Propriétaire en Sologne, Hubert Forestier (le nom a été changé) déplore l’absence d’étang dans sa propriété, alors qu’ils abondent chez ses voisins. La raison ? Un relief un peu accentué (une fois n’est pas coutume en Sologne !) qui le conduirait à des travaux onéreux et à un étang trop profond.
En 2001, néanmoins il décide de créer une modeste pièce d’eau d’un hectare pour un coût acceptable. Et voilà notre Hubert qui trouve un entrepreneur et se lance dans les travaux. Il n’éprouve d’ailleurs guère de difficultés pour diriger l’entreprise car, dans sa vie professionnelle, il a déjà construit ou rénové une trentaine d’étangs et possède donc une certaine expérience.

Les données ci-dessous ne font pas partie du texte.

PR #738, opened 2023-05-18
DEV-14841: Ensure annoref links don't link to an `undefined` image sequence index

anderspollack:
If the `index` was not specified in an annoref shortcode, it was passing `undefined` as an index to the `<image-sequence>`. Now, if an `index` is omitted, the annoref shortcode links to a specifed figure `startCanvasIndex`, or `0` if the figure does not have a `startCanvasIndex`


geealbers:
This works except seems to have an adverse on the error messaging. Prior to the change, if you used the annoref shortcode with a figure id that didn't exist, you'd get the following error. Which is not structured in the way we're doing currently with the `logger` but is otherwise correct:

```
[annoref shortcode] "fig" parameter doesn't correspond to a valid figure id in "figures.yaml". Fig: rotating-test
```

After the change, the error messaging is:

```
[11ty] Problem writing Eleventy templates: (more in DEBUG output)
[11ty] 1. Having trouble rendering liquid template ./content/all.md (via TemplateContentRenderError)
[11ty] 2. Cannot destructure property 'startCanvasIndex' of 'figure' as it is undefined., file:./content/all.md, line:7, col:1 (via RenderError)
[11ty] 3. Cannot destructure property 'startCanvasIndex' of 'figure' as it is undefined. (via TypeError)
[11ty] 
[11ty] Original error stack trace: TypeError: Cannot destructure property 'startCanvasIndex' of 'figure' as it is undefined.
[11ty]     at /Users/galbers/GitHub/in-sequence/_plugins/shortcodes/annoref.js:21:13
[11ty]     at renderComponent (/Users/galbers/GitHub/in-sequence/_plugins/components/addComponentTag.js:34:37)
[11ty]     at Tag.render (/Users/galbers/GitHub/in-sequence/_plugins/components/addComponentTag.js:49:22)
```

anderspollack:
@geealbers I fixed the bad error message, now it should be back to the helpful one when passing an invalid figure id. This also updates the image sequence `index` to be stored as a query parameter. Ready for review!

geealbers (approved):
Tested and approved!

PR #760, opened 2023-06-21
DEV-15269: Render static image tag for sequence figures inline

anderspollack:
This update renders image sequence figures as a static `` tag inline, retaining interactive click + drag functionality when opened in a modal.

@geealbers I hope this solves a good chunk of french-silver performance problems, let me know if this change is working

### DIFF
--- a/packages/11ty/_includes/components/figure/image/image-tag.js
+++ b/packages/11ty/_includes/components/figure/image/image-tag.js
@@ -13,8 +13,8 @@ const path = require('path')
 module.exports = function(eleventyConfig) {
   const { imageDir } = eleventyConfig.globalData.config.figures
 
-  return function ({ alt='', src='' }) {
-    const imageSrc = src.startsWith('http') ? src : path.join(imageDir, src)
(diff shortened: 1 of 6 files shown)


packages/11ty/_includes/components/figure/image/image-tag.js
```diff
@@ -13,8 +13,8 @@ const path = require('path')
 module.exports = function(eleventyConfig) {
   const { imageDir } = eleventyConfig.globalData.config.figures
 
-  return function ({ alt='', src='' }) {
-    const imageSrc = src.startsWith('http') ? src : path.join(imageDir, src)
+  return function ({ alt='', src='', isStatic=false }) {
+    const imageSrc = src.startsWith('http') || isStatic ? src : path.join(imageDir, src)
```
anderspollack, line 17: I don't love calling this option `isStatic` but I need some kind of flag to omit the `imageDir`, since static outputs (`print-image`, `thumbnail`, and `static-figure-image` all live in `_site/iiif`, rather than `_assets/images`)

PR #762, opened 2023-06-22
Feature: starter-11ty compatibility

hbalenda:
Changes:
- Refactor `latest` to accept a semantic version range, such as `^1.0.0-rc`
- Log error message and clean up project if init starter fails
- Remove `latest` as default quire version option value. quire-11ty version will be determined by the option if provided or default to the version required by the starter.

### DIFF
--- a/packages/cli/src/commands/create.js
+++ b/packages/cli/src/commands/create.js
@@ -23,7 +23,7 @@ export default class CreateCommand extends Command {
     ],
     options: [
       [ '--quire-path <path>', 'local path to quire-11ty package' ],
-      [ '--quire-version <version>', 'quire-11ty version to install', 'latest' ],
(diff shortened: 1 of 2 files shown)


packages/cli/src/commands/create.js
```diff
@@ -23,7 +24,7 @@ export default class CreateCommand extends Command {
     ],
     options: [
       [ '--quire-path <path>', 'local path to quire-11ty package' ],
-      [ '--quire-version <version>', 'quire-11ty version to install', 'latest' ],
+      [ '--quire-version <version>', 'quire-11ty version to install' ],
       // [ '--eject', 'install quire-11ty into the project directory', true ],
```
mphstudios, line 28:
```suggestion
```

mphstudios (approved):
Very nice.

PR #1108, opened 2019-11-01
amq-online update

fh-automatron:

### DIFF
--- a/inventories/group_vars/all/manifest.yaml
+++ b/inventories/group_vars/all/manifest.yaml
@@ -25,7 +25,7 @@ che_git_url: https://github.com/redhat-developer/codeready-workspaces-deprecated
 
 #controls whether enmasse is installed or not
 enmasse: True
-enmasse_version: '1.2.3.GA'
+enmasse_version: '1.3.1.GA'
 enmasse_git_url: https://github.com/jboss-container-images/amq-online-images.git
 
 #controls whether fuse is installed or not


playbooks/group_vars/all/upgrade.yml
```diff
@@ -1,3 +1,3 @@
-# DO NOT EDIT This file is auto generated!!
 upgrade_from_version: release-1.5.1
-upgrade_product_roles: []
+upgrade_product_roles:
+- amq-online
```
aidenkeating: @mikenairn just noticed this variable, from what i can see the upgrade automation will try to run a role with the name `amq-online`. the role in this repo is still called `enmasse`. are there plans to update this role name?

also, is/will this variable and upgrade logic be used as part of the 1.6.0 release?

tremes: Good point. One related note - role names are (or will be) used as variables which means a role name cannot contain a hyphen.

mikenairn: Bah, bloody naming. This is generated in DeLorean, so will have to update there, we had others with similar problems, names not matching the product names.

These aren't actually going to be used in 1.6 minor release, so probably not a major issue, but if you give me a minute i can update DeLorean to fix it.

/hold

mikenairn: /hold cancel

Resolved now, and updated here https://github.com/integr8ly/ci-cd/pull/340

mikenairn:
@aidenkeating @maleck13 I see this has been approved, but does it need any upgrade steps added to https://github.com/integr8ly/installation/blob/master/playbooks/upgrades/upgrade.yaml, or is this enough  https://github.com/integr8ly/installation/blob/master/playbooks/upgrades/upgrade.yaml#L68

aidenkeating:
@mikenairn good point, i ran the upgrade on pds (we'll be doing osd also) and the upgrade did happen. although i just noticed that in the existing upgrade playbook we call the main task and not the upgrade task. 

@davidffrench was this intentional?

https://github.com/integr8ly/installation/blob/master/playbooks/upgrades/upgrade.yaml#L57-L59

davidffrench:
> @mikenairn good point, i ran the upgrade on pds (we'll be doing osd also) and the upgrade did happen. although i just noticed that in the existing upgrade playbook we call the main task and not the upgrade task.
> 
> @davidffrench was this intentional?
> 
> https://github.com/integr8ly/installation/blob/master/playbooks/upgrades/upgrade.yaml#L57-L59

Yes, 100% intentional. After looking through the playbooks AMQ Online use to install and upgrade, it is the same deploy playbook so there is no reason for us to duplicate the work in another upgrade playbook

davidffrench:
I just looked into it and it looks to still be valid.

https://access.redhat.com/documentation/en-us/red_hat_amq/7.5/html-single/installing_and_managing_amq_online_on_openshift/index#upgrading-enmasse-using-ansible-messaging
https://access.redhat.com/documentation/en-us/red_hat_amq/7.5/html-single/installing_and_managing_amq_online_on_openshift/index#installing-using-ansible-messaging

https://github.com/jboss-container-images/amq-online-images/blob/1.3.1.GA/templates/ansible/playbooks/openshift/deploy_all.yml

aidenkeating:
tested installation on cluster `b0ec` with wt1, @ciaranRoche is testing upgrade

ciaranRoche:
tested upgrade on PDS with wt1. Small issue found, unrelated to this work.

playbooks/group_vars/all/upgrade.yml
```diff
@@ -1,3 +1,3 @@
-# DO NOT EDIT This file is auto generated!!
 upgrade_from_version: release-1.5.1
```
david-martin: @ciaranRoche  @aidenkeating 
The latest release is 1.5.2. Was testing based on upgrade from 1.5.1 or 1.5.2?

aidenkeating: @david-martin The upgrade testing was based on 1.5.2, specified in the `playbooks/upgrades/upgrade.yaml` file. I have removed bumps to the modified file to avoid confusion

aidenkeating:
@david-martin @jessesarn @mikenairn Any objections to this being merged? Looks like it just needs a lgtm label

mikenairn:
@aidenkeating None from me if we are covered upgrade wise and this is all working

PR #1114, opened 2019-11-05
INTLY-4011 - AMQ patch upgrade task

tremes:
## Verification Steps

### Installation Verification
### Upgrade Verification

- [ ] Yes
- [ ] No

- [ ] Tested Installation
- [ ] Tested Uninstallation


tremes:
@mikenairn @pmccarthy can you please check?

roles/enmasse/tasks/upgrade_images.yml
```diff
@@ -1,4 +1,25 @@
----
-#ToDo Implement CVE image update steps as described https://github.com/RHCloudServices/integreatly-help/blob/master/sops/cves/applying-cve-updates.md
-- debug:
-    msg: "TODO Implement me!!"
+-
```
pmccarthy: Seems to be some indentation issues with this file? 

For example:
```
-
  name: "get all deployments"
```

Should this not be:
```
- name: "get all deployments"
```
?

tremes: Oh yeah you're probably right. I'll check tomorrow.Thx

PR #1116, opened 2019-11-05
treat master url string as undefined if empty

aidenkeating:
## Additional Information
currently, empty string versions of the master public url are still being treated as defined. meaning the default filter will never be used. however, in some situations, we want it to be used.

this change ensures that empty strings are treated the same as an undefined variable, to ensure the default filter works as expected.

## Verification Steps
- run the installer on pds. ensure the webapp has it's OPENSHIFT_HOST variable set

### Installation Verification
### Upgrade Verification

- [ ] Yes
- [ ] No

- [ ] Tested Installation
- [ ] Tested Uninstallation

### DIFF
--- a/roles/webapp/tasks/provision-webapp.yml
+++ b/roles/webapp/tasks/provision-webapp.yml
@@ -5,7 +5,7 @@
   failed_when: false
 
 - name: Construct openshift host string
-  shell: echo {{ openshift_master_public_url | default(openshift_asset_url) }} | cut -d '/' -f3
+  shell: echo {{ openshift_master_public_url | default(openshift_asset_url, true) }} | cut -d '/' -f3
   register: openshift_host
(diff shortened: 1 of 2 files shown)


pmccarthy:
@aidenkeating Looks like we use the same logic for the webapp upgrade task: https://github.com/integr8ly/installation/blob/master/roles/webapp/tasks/upgrade.yaml#L3

No need to re-validate as we don't upgrade on PSD but I think it's worth fixing this too just in case

tonyxrmdavidson:
Successful installation :     https://integreatly-qe-jenkins.rhev-ci-vms.eng.rdu2.redhat.com/job/pds-install/1483/console

Services provisioned correctly :
Screenshot 2019-11-05 at 13 40 26

PR #1121, opened 2019-11-06
INTLY-4060 - don't install backups to PoC by default

tremes:
## Verification Steps
As the verifier of the PR the following process should be done:

### Installation Verification
- Ensure the author of the PR has attached a log of the installation run from his branch to the jira or pr and check that it exited as expected.
- Verify the fresh installation is correct on cluster provided by PR author 
### Upgrade Verification
- After installation verification, notify the PR author to begin an upgrade on their cluster
- Ensure the developer of the PR has attached a log of the upgrade run from his branch to the jira or pr and check that it exited as expected. 
- If possible, look at the tasks that ran and see they match the PR
- Verify the upgrade is correct on cluster provided by PR author 

## Is an upgrade task required and are there additional steps needed to test this?

- [ ] Yes
- [ ] No

- [x] Tested Installation
- [ ] Tested Uninstallation
- [ ] Tested or Created follow on for Upgrade

PR #1125, opened 2019-11-07
INTLY-4060 - don't install backups to PoC by default

tremes:
## Verification Steps

### Installation Verification
### Upgrade Verification

- [ ] Yes
- [ ] No

- [ ] Tested Installation
- [ ] Tested Uninstallation


tremes:
This is just a cherry-pick of already merged https://github.com/integr8ly/installation/pull/1121

PR #1130, opened 2019-11-08
Adding rhsso image upgrade logic

pmccarthy:
## Additional Information
Updating RH-SSO upgrade_images task with logic for importing image streams. 

Based on steps outlined here: https://github.com/RHCloudServices/integreatly-help/blob/master/sops/cves/applying-cve-updates.md#red-hat-sso

## Verification Steps

- [ ] Add rhsso to `upgrade_product_roles` list in upgrade group_vars
- [ ] Run upgrade task (assuming on PDS):
```
ansible-playbook -i inventories/pds.template playbooks/upgrade.yml 
```

### DIFF
--- a/roles/rhsso/defaults/main.yml
+++ b/roles/rhsso/defaults/main.yml
@@ -71,3 +71,7 @@ rhsso_resources:
     resources:
       requests:
         memory: 25Mi
+
+rhsso_image_streams:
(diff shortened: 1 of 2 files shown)


pmccarthy:
@tremes Correct, spoke with @mikenairn about this last week and we agreed that this task should only deal with updating the image streams and not manage the keycloak-operator

PR #1142, opened 2019-11-12
Adding CVE rollout playbook

pmccarthy:
## Additional Information
Adding CVE rollouts playbook which calls on specific product role `upgrade_images` tasks

## Verification Steps

Run playbook with no tags specified. Expected behaviour is that upgrade_images will be run for all products.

L’étang est bientôt terminé, tout le monde est content, Hubert attend la pluie…
ACTE 2 – Un criminel retrouvé six ans après.
Six ans plus tard, fin 2007, notre (encore) heureux propriétaire reçoit de la direction départe-mentale de l’agriculture et de la forêt une lettre recommandée lui annonçant que, après examen approfondi des photos aériennes du département, les services de la DDAF ont constaté la présence dans sa propriété d’un plan d’eau n’ayant pas fait l’objet de déclaration au titre de la législation sur l’eau. En conséquence, et conformément à l’article R.214.1 du code de l’environnement, alinéas 3.2.3.0. et 3.2.4.0, il lui est enjoint de régulariser sa situation en déposant à la Préfecture, en trois exemplaires, « un dossier de déclaration qui devra inclure un document d’incidence sur l’environnement. Il est vivement conseillé d’en confier la réalisation à un bureau d’études. A défaut, une remise en état définitive des lieux devra être effectuée dans les meilleurs délais. »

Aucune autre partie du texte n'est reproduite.